Your instructions
In the data below, find every line with the word "MethodBaseInvoker" and copy it.

··· Records supplied

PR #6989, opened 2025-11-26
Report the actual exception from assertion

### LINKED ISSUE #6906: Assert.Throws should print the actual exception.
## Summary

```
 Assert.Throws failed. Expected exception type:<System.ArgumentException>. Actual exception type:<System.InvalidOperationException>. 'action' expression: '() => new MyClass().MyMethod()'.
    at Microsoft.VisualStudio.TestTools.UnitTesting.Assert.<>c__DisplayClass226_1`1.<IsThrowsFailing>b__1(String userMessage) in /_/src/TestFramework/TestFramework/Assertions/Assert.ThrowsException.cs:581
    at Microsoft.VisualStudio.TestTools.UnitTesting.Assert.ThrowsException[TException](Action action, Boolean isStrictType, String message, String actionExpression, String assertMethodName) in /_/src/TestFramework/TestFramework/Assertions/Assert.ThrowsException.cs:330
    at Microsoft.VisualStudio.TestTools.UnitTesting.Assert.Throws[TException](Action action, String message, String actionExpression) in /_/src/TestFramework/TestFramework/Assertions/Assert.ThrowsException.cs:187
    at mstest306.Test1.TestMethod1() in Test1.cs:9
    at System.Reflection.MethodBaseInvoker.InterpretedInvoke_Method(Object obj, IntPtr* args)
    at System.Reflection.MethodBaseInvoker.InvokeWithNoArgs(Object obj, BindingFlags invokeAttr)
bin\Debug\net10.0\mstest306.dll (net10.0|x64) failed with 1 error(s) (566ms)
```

······

Answer to the problem
    at System.Reflection.MethodBaseInvoker.InterpretedInvoke_Method(Object obj, IntPtr* args)
    at System.Reflection.MethodBaseInvoker.InvokeWithNoArgs(Object obj, BindingFlags invokeAttr)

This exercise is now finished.